Eventually we decided to go to sleep because it was late, and I invited him back into the bed. Because I wanted to confirm my feelings and quite frankly his feelings. We didn't plan on having sex, but I wanted to see if the intimacy was still there. Mind you I was drunk and depressed as fuck by that point in time, so he brought me to the bed and then brought me extra blankets. When I woke up at 4:45 this morning, he wasn't there next to me. He had stayed on the couch.

That, to me, spoke VOLUMES. But I couldn't understand the message. So I went and woke him up and asked him. He looks at me and pulls me towards him to lay down on the 1/3 of the couch that was left. Seemingly like he was just trying to appease me. I stayed there for about . 2 seconds then went back to the bed to sulk and sleep. But I couldn't my mind had already opened the door for anxiety to creep it's way in. and I NEEDED fucking answers.

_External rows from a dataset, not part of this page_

PR #64, opened 2016-11-10
Actually removed ansible.cfg

dkoshkin:


alexbrand:
Should we close this if we are unable to remove the ansible.cfg file?

dkoshkin:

So I went to wake him up again. This time when he tried the same tactic I pulled away. Then he said this jewel: "I didn't want you to feel hurt". >.>
I thought about that. I really thought about it.
and it hurt more than anything could. Because that means he believed the intimacy would create expectations in my mind that he could not fulfill. (maybe, this is my interpretation, but most importantly this how the message felt when it ripped a black hole in my chest).

It was then that I realized that he really did feel trapped by the idea that he couldn't be himself in the relationship or rather he had to be exclusive in the relationship. He doesn't come from a family of "relationships" so the idea was new and uncomfortable to him. So he probably rejected it in the back of his mind. I never realized he felt like this, but it would explain a lot. I actually completely understand and although I was initially angry (I seriously have gone through ALL stages of grief with this one..) I'm not incapable of putting myself in his shoes.

What I am incapable of doing is being the "main" amongst a bunch of others.
And I can't hold him back from finding what works for him. [fucking Coldplay - Fix You is playing right now and I'm losing my shit]

So I think I'm going to break up. At this point in time I've asked him to leave. I'll post the letter after this one (I think I've figured out how to do that properly). And I'll have to take things one day at a time. So much for my happy, so much for my love. I guess I'm just not enough for anyone.